Je me suis aperçu qu’il existait deux déroulement de Chemin de Croix autorisés par l’Eglise : le traditionnel que nous connaissons tous et le chemin de Croix de Jean-Paul II, confirmé par Benoît XVI. Ce nouveau chemin de Croix supprime toutes les stations qui ne sont pas directement décrites dans les Evangiles (Sainte Véronique par exemple) et commence dès le Jardin des Oliviers. J’ai demandé au Curé de trancher. C’était un choix religieux, il ne m’appartenait donc pas. Le Curé a opté pour le chemin de Croix traditionnel.
Tout en faisant les premiers croquis d’approche, je lisais différentes méditations sur le Chemin de Croix. J’essayais de trouver l’angle plastique sous lequel j’allais travailler. Mais certains points étaient acquis dès le départ comme le fait de travailler à même le mur, et non pas de peindre des tableaux en atelier qui seraient fixés dans l’église de Bias.
Pour quelles raisons avez vous privilégié le support mural ?
Au bout de trente ans de métier, je ne suis pas certain que le tableau de chevalet corresponde totalement à ma pensée et à ma conception de la peinture.
Le tableau devient vite une manifestation du privé et de l’individuel. Et il rentre aujourd’hui dans un système artistique dont le principal moteur est la spéculation et le mercantilisme.
On est passé à travers les siècles, de l’église commune à la chapelle du prince et aujourd’hui aux marchands du temple. L’art est tout d’abord devenue une esthétique (un mot de la Renaissance), pour devenir aujourd’hui une valeur boursière qui enrichit les spéculateurs. Pour moi , ce n’est pas le fondement de l’Art. L’art est avant tout un acte sacré de “Transitus”. Et je pense qu’en rendant l’art profane dans son esprit (même l’art religieux) l’Occident a amorcé une pente qui est devenue précipice avec le temps…

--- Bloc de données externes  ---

PR #236, opened 2026-05-18
Add an extension field to MerkleTreeCertEntry and MTCProof

cjpatton:
Define an extensions field for the MerkleTreeCertEntry structure. Repeated extensions are disallowed, but unrecognized extensions are ignored. The extensions are duplicated in the MTCProof.

This change accommodates two previously requested features for MTC:

1. https://github.com/ietf-plants-wg/merkle-tree-certs/pull/172: The accumulated count for the accumulated log entry type

2. https://github.com/ietf-plants-wg/merkle-tree-certs/pull/226: The log entry randomizer


draft-ietf-plants-merkle-tree-certs.md
```diff
@@ -1284,13 +1296,16 @@ struct {
...
 struct {
+    MerkleTreeCertEntryExtension extensions<0..2^16-1>;
     uint48 start;
     uint48 end;
     HashValue inclusion_proof<0..2^16-1>;
     MTCSignature signatures<0..2^16-1>;
 } MTCProof;
 ~~~
 
+`extensions` is the list of extensions associated with the log entry ({{log-entries}}). The extensions MUST appear in the same order here as they do in the log entry.
```
cjpatton: Reviewer note: Since the extensions are duplicated between the cert signature and the log entry, we might want to nudge implementations towards not storing the extensions in the log entry explicitly and just parse them from the signature when they need to compute the hash.

demo/mtc.json
```diff
@@ -1,5 +1,5 @@
 {
-  "Version": "plants-02",
+  "Version": "plants-04",
```
davidben: Since plants-04 isn't done yet and we don't even implement all of what's in git, maybe let's leave the default at `plants-02` for now.

draft-ietf-plants-merkle-tree-certs.md
```diff
@@ -957,11 +957,21 @@ Each entry in the log is a MerkleTreeCertEntry, defined with the TLS presentatio
 ~~~tls-presentation
 struct {} Empty;
 
+enum {
+    reserved(0), (2^16-1)
```
davidben: Probably don't even need to reserve 0, I don't think.

draft-ietf-plants-merkle-tree-certs.md
```diff
@@ -1005,7 +1015,9 @@ The fields of a TBSCertificateLogEntry are defined as follows:
 
 Note the subject's public key algorithm is incorporated into both `subjectPublicKeyAlgorithm` and `subjectPublicKeyInfoHash`.
 
-MerkleTreeCertEntry is an extensible structure. Future documents may define new values for MerkleTreeCertEntryType, with corresponding semantics. See {{certification-authority-cosigners}} and {{new-log-entry-types}} for additional discussion.
+Field `extensions` is the list of tag-length-value extensions associated with the log entry. Extensions are used to override the logic for processing an entry without modifying the entry itself (e.g., by adding an extension to the TBSCertificateLogEntry). The extensions field MUST NOT contain repeated tags; the CA MUST reject entries with an extension field containing more than one instance of a given extension type. Cosigners and relying parties MUST ignore unrecognized extension types.
```
davidben: Nits:

> Extensions are used to override the logic for processing an entry without modifying the entry itself (e.g., by adding an extension to the TBSCertificateLogEntry).

If they _override_ the logic, it suggests that unrecognized extensions should be an error, but we want the RP to tolerate unknown extensions.

> the CA MUST reject entries with an extension field containing more than one instance of a given extension type.

CAs are the ones constructing these, rather than consuming these. Though checking duplicates is actually kinda annoying, unless we enforce that they're ordered numerically. (We could do that!)

Probably also something about not allowing unknown extension types. I think the existing text for entry types is in:
* Certification Authority Cosigners
* New Log Entry Types
We can probably extend those sections?

draft-ietf-plants-merkle-tree-certs.md
davidben: Which implementations? The logs don't store MTCProof structures.

draft-ietf-plants-merkle-tree-certs.md
```diff
@@ -1850,6 +1866,14 @@ IANA is requested to add the following entry to the "SMI Security for PKIX Relat
 |---------|-----------------------|------------|
 | TBD     | id-rdna-trustAnchorID | [this-RFC] |
 
+## Log Entry Extensions Registry
+
+IANA is requested to create a new registry called "Merkle Tree Certificate Log Entry Extensions" with the following initial contents:
```
davidben: I suspect setting up a registry might need a bit since we have to define how new codepoints are assigned and everything. If we're not defining any codepoints yet, maybe we can get away with punting the registry to the first document that needs to do it?

draft-ietf-plants-merkle-tree-certs.md
cjpatton: ahhh yes of course :)

demo/mtc.json
cjpatton: Done.

draft-ietf-plants-merkle-tree-certs.md
cjpatton: Sure. How should we spell `MerkleTreeCertEntryExtensionType` if we don't have an initial variant?  This doesn't look syntactically correct to me:

```tls-presentation
enum {
    (2^16-1)
} MerkleTreeCertEntryExtensionType;
```

We could just do
```tls-presentation
uint16 MerkleTreeCertEntryExtensionType;
```

draft-ietf-plants-merkle-tree-certs.md
cjpatton: > If they _override_ the logic, it suggests that unrecognized extensions should be an error, but we want the RP to tolerate unknown extensions.

Agreed. How would you write this instead? Hows about "extends the logic with optional behavior"?

> CAs are the ones constructing these, rather than consuming these. Though checking duplicates is actually kinda annoying, unless we enforce that they're ordered numerically. (We could do that!)

Ah, you mean that the CA would add the extensions instead of the party requesting the cert? That makes sense.

I'd be fine with allowing duplicates, but what should we tell RPs to do when they encounter them? Should we leave it up to the extension to specify their behavior?

> Probably also something about not allowing unknown extension types.

Do you mean the CA shouldn't add extensions to an entry of a type it doesn't recognize?

draft-ietf-plants-merkle-tree-certs.md
cjpatton: Done.

draft-ietf-plants-merkle-tree-certs.md
davidben: It is quite unusual, but I think `enum { (2^16-1) } MerkleTreeCertEntryExtensionType` is fine? I don't know if I've ever seen it used, but eh. The TLS presentation language isn't really a formal language that anyone tries to parse, so let's ask for forgiveness later if anyone thinks this is wrong. :-)

draft-ietf-plants-merkle-tree-certs.md
davidben: > Agreed. How would you write this instead? Hows about "extends the logic with optional behavior"?

This is a cop-out, but we could just not say anything. They're additional values associated with the entry, but the extension has to define the semantics. We can even explicitly say something like "This document does not define any extensions, but future documents MAY define extensions."

> Ah, you mean that the CA would add the extensions instead of the party requesting the cert? That makes sense.

Yeah. For both examples we have (randomizer and accumulator count), it's the CA constructing this as well.

I mean, maybe someone will define an extension that includes some value that the subscriber requests, but I think that still counts as the CA adding the extension, even if it's decided, for this one field, it's supposed to copy the value from the certificate request. (But I doubt that'll happen.)

> I'd be fine with allowing duplicates, but what should we tell RPs to do when they encounter them? Should we leave it up to the extension to specify their behavior?

Oh, I don't think we should allow duplicates, so we don't have to think about it. It's just that detecting duplications is mildly annoying if you have to copy the list somewhere and then sort, rather than just iterating through the data in-place. I've seen TLS stacks that look at the first or last value if there's a duplicate, and I've seen ones that only detect duplicates of known extensions and don't notice duplicates of unknown ones.

Mirroring #231, I'm inclined to say they have to be ordered numerically, which makes checking for duplicates easy. WDYT?

> Do you mean the CA shouldn't add extensions to an entry of a type it doesn't recognize?

Yeah. Perhaps update these sections:
* https://ietf-plants-wg.github.io/merkle-tree-certs/draft-ietf-plants-merkle-tree-certs.html#name-log-entries:~:text=MerkleTreeCertEntry%20is%20an%20extensible%20structure.%20Future%20documents%20may%20define%20new%20values%20for%20MerkleTreeCertEntryType%2C%20with%20corresponding%20semantics.%20See%20Section%205.4%20and%20Section%2012.5%20for%20additional%20discussion.
* https://ietf-plants-wg.github.io/merkle-tree-certs/draft-ietf-plants-merkle-tree-certs.html#section-5.4-5:~:text=Entries%20are%20extensible,of%20new%20formats.
* https://ietf-plants-wg.github.io/merkle-tree-certs/draft-ietf-plants-merkle-tree-certs.html#name-new-log-entry-types (rename to Log Entry Extensions?)

draft-ietf-plants-merkle-tree-certs.md
```diff
@@ -1459,6 +1474,7 @@ This procedure only replaces the signature verification portion of X.509 path va
 In this procedure, `entry_hash` can equivalently be computed in a single pass from the DER-encoded TBSCertificate, without storing the full TBSCertificateLogEntry or MerkleTreeCertEntry in memory:
 
 1. Initialize a hash instance.
+1. Write the `extensions` field from the MTCProof to the hash.
```
davidben, line 1480: Oh, the step that begins "Construct a MerkleTreeCertEntry of type `tbs_cert_entry`" above also needs to be updated. (GitHub doesn't let me anchor a review comment to text you didn't change, unhelpfully.)

draft-ietf-plants-merkle-tree-certs.md
cjpatton: Done!

draft-ietf-plants-merkle-tree-certs.md
cjpatton: > > Agreed. How would you write this instead? Hows about "extends the logic with optional behavior"?
> 
> This is a cop-out, but we could just not say anything. They're additional values associated with the entry, but the extension has to define the semantics. We can even explicitly say something like "This document does not define any extensions, but future documents MAY define extensions."

Done. Trimmed to just "`extensions` is the list of tag-length-value extensions associated with the log entry." and moved this paragraph to follow the tls-presentation block defining `MerkleTreeLogEntry`.


> > I'd be fine with allowing duplicates, but what should we tell RPs to do when they encounter them? Should we leave it up to the extension to specify their behavior?
> 
> Oh, I don't think we should allow duplicates, so we don't have to think about it. It's just that detecting duplications is mildly annoying if you have to copy the list somewhere and then sort, rather than just iterating through the data in-place. I've seen TLS stacks that look at the first or last value if there's a duplicate, and I've seen ones that only detect duplicates of known extensions and don't notice duplicates of unknown ones.
> 
> Mirroring [#231](https://github.com/ietf-plants-wg/merkle-tree-certs/pull/231), I'm inclined to say they have to be ordered numerically, which makes checking for duplicates easy. WDYT?

Works for me, done. Added MUST be sorted and MUST NOT contain duplicates. Removed text about enforcement, since here we're specifying how to construct entries.

> > Do you mean the CA shouldn't add extensions to an entry of a type it doesn't recognize?
> 
> Yeah. Perhaps update these sections:
> 
>     * https://ietf-plants-wg.github.io/merkle-tree-certs/draft-ietf-plants-merkle-tree-certs.html#name-log-entries:~:text=MerkleTreeCertEntry%20is%20an%20extensible%20structure.%20Future%20documents%20may%20define%20new%20values%20for%20MerkleTreeCertEntryType%2C%20with%20corresponding%20semantics.%20See%20Section%205.4%20and%20Section%2012.5%20for%20additional%20discussion.

Done.

>     * https://ietf-plants-wg.github.io/merkle-tree-certs/draft-ietf-plants-merkle-tree-certs.html#section-5.4-5:~:text=Entries%20are%20extensible,of%20new%20formats.

Done.

>     * https://ietf-plants-wg.github.io/merkle-tree-certs/draft-ietf-plants-merkle-tree-certs.html#name-new-log-entry-types (rename to Log Entry Extensions?)

Question here: Should an RP accept an entry with unrecognized extensions? It seems like the intent of both use cases (randomizer and accumlator) is that the RP can safely ignore these. In other words, I don't think we actually want any changes here?

draft-ietf-plants-merkle-tree-certs.md
cjpatton: Good catch, done.

draft-ietf-plants-merkle-tree-certs.md
```diff
@@ -971,6 +979,8 @@ struct {
 } MerkleTreeCertEntry;
 ~~~
 
+Field `extensions` is the list of tag-length-value extensions associated with the log entry. The extensions list MUST be appear in ascending order by tag and MUST NOT contain more than one instance of the same tag.
```
davidben: Maybe this so it's clear what we mean by "tag".

```suggestion
Field `extensions` is the list of tag-length-value extensions associated with the log entry. The extensions list MUST be appear in ascending order by `extension_type` and MUST NOT contain two extensions with the same `extension_type`.
```

draft-ietf-plants-merkle-tree-certs.md
```diff
@@ -1176,7 +1186,7 @@ What it means to certify an entry depends on the entry type:
 * To certify an entry of type `null_entry` is a no-op. A CA MAY freely certify `null_entry` without being held responsible for any validation.
 * To certify an entry of type `tbs_cert_entry` is to certify the TBSCertificateLogEntry, as defined in {{log-entries}}.
 
-Entries are extensible. Future documents MAY define `type` values and what it means to certify them. A CA MUST NOT sign a subtree if it contains an entry with `type` that it does not recognize. Doing so would certify that the CA has validated the information in some not-yet-defined entry format. {{new-log-entry-types}} further discusses security implications of new formats.
+Entries are extensible. Future documents MAY define `type` values and what it means to certify them. Likewise for extensions. A CA MUST NOT sign a subtree if it contains an entry with `type` or extension that it does not recognize. Doing so would certify that the CA has validated the information in some not-yet-defined entry format. {{new-log-entry-types}} further discusses security implications of new formats.
```
```suggestion
Entries are extensible. Future documents MAY define `type` and `extension_type` values and what it means to certify them. A CA MUST NOT sign a subtree if it contains an entry with `type` or `extension_type` that it does not recognize. Doing so would certify that the CA has validated the information in some not-yet-defined format. {{new-log-entry-types}} further discusses security implications of such extensions.
```

draft-ietf-plants-merkle-tree-certs.md
```diff
@@ -1284,13 +1294,16 @@ struct {
...
 struct {
+    MerkleTreeCertEntryExtension extensions<0..2^16-1>;
     uint48 start;
     uint48 end;
     HashValue inclusion_proof<0..2^16-1>;
     MTCSignature signatures<0..2^16-1>;
 } MTCProof;
 ~~~
 
+`extensions` is the list of extensions associated with the log entry ({{log-entries}}). The extensions MUST appear in the same order here as they do in the log entry.
```
davidben: I guess we've already constrained the order, so we can probably just say.

```suggestion
`extensions` MUST contain the log entry's `extensions` value ({{log-entries}}).
```

draft-ietf-plants-merkle-tree-certs.md
```diff
@@ -1438,7 +1451,7 @@ When verifying the signature of an X.509 certificate (Step (a)(1) of {{Section 6
    1. Set `subjectPublicKeyAlgorithm` to the `algorithm` field of the `subjectPublicKeyInfo`.
    1. Set `subjectPublicKeyInfoHash` to the hash of the DER encoding of `subjectPublicKeyInfo`.
 
-1. Construct a MerkleTreeCertEntry of type `tbs_cert_entry` with contents the TBSCertificateLogEntry. Let `entry_hash` be the hash of the entry, `MTH({entry}) = HASH(0x00 || entry)`, as defined in {{Section 2.1.1 of !RFC9162}}.
+1. Construct a MerkleTreeCertEntry of type `tbs_cert_entry` with contents the TBSCertificateLogEntry and the `extensions` field of the MTCProof. Let `entry_hash` be the hash of the entry, `MTH({entry}) = HASH(0x00 || entry)`, as defined in {{Section 2.1.1 of !RFC9162}}.
```
davidben: Nit: Now that we have two fields, maybe "contents" is ambiguous. Also I see that saying the contents are the TBSCertificateLogEntry is a bit ambiguous because we encode it funny. How about...

```suggestion
1. Construct a MerkleTreeCertEntry as follows:
   1. Set `type` to `tbs_cert_entry`.
   2. Set `extensions` to the MTCProof's `extensions` value.
   3. Set `tbs_cert_entry_data` to the TBSCertificateLogEntry, encoded as described in {{log-entries}}.
   
1. Let `entry_hash` be the hash of the entry, `MTH({entry}) = HASH(0x00 || entry)`, as defined in {{Section 2.1.1 of !RFC9162}}.
```

draft-ietf-plants-merkle-tree-certs.md
davidben: I think we need to rename and revise New Log Entry Types. (If you prefer, feel free to leave a TODO and I can take a pass. This PR has already been very helpful!)

davidben (approved):

draft-ietf-plants-merkle-tree-certs.md
davidben: > Question here: Should an RP accept an entry with unrecognized extensions? It seems like the intent of both use cases (randomizer and accumlator) is that the RP can safely ignore these.

That's right.

> In other words, I don't think we actually want any changes here [in https://ietf-plants-wg.github.io/merkle-tree-certs/draft-ietf-plants-merkle-tree-certs.html#name-new-log-entry-types]?

Oh, I just meant tweaking the text a bit to talk about it at all.

draft-ietf-plants-merkle-tree-certs.md
cjpatton: Up to you, I'm happy to take a stab at it first.

I don't have the merge button. Feel free to merge whenever.

davidben (approved):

Dèjà Dürer s’appuie sur le capitalisme naissant des banquiers Réformés. Dès cette période, il y a un marché des poncifs. L’art rentre dans une logique commerciale, commerçante, même si de ce temps là une oligarchie cultivée et mécène commande des œuvres magnifiques dont nous bénéficions encore. Disons donc que je ne me satisfais pas de travailler dans cette optique et que j’ai la nostalgie du temps où l’artiste travaillait pour la communauté et la plus grande gloire de Dieu…
Aujourd’hui, nous sommes arrivés à la caricature. Le peintre crée son « œuvre », hors contexte, pour son plaisir et surtout pour se conformer aux ukases commerciaux. Le marchand exploite et vend, dans un « créneau porteur ». L’acheteur se l’approprie. Au mieux, il accroche le tableau sur le papier-peint à fleurs du salon ou le tissu rouge de sa chambre à coucher en espérant que « la côte va monter ». Au pire , il le stocke dans un coffre, et si il en a les moyens, il fait grimper la côte de l’artiste. Nous connaissons tous des exemples actuels où en plus l’état se fait complice. Et le « collectionneur » se fait de l’argent à bon compte. Cela n’a plus grand chose à voir avec l’art…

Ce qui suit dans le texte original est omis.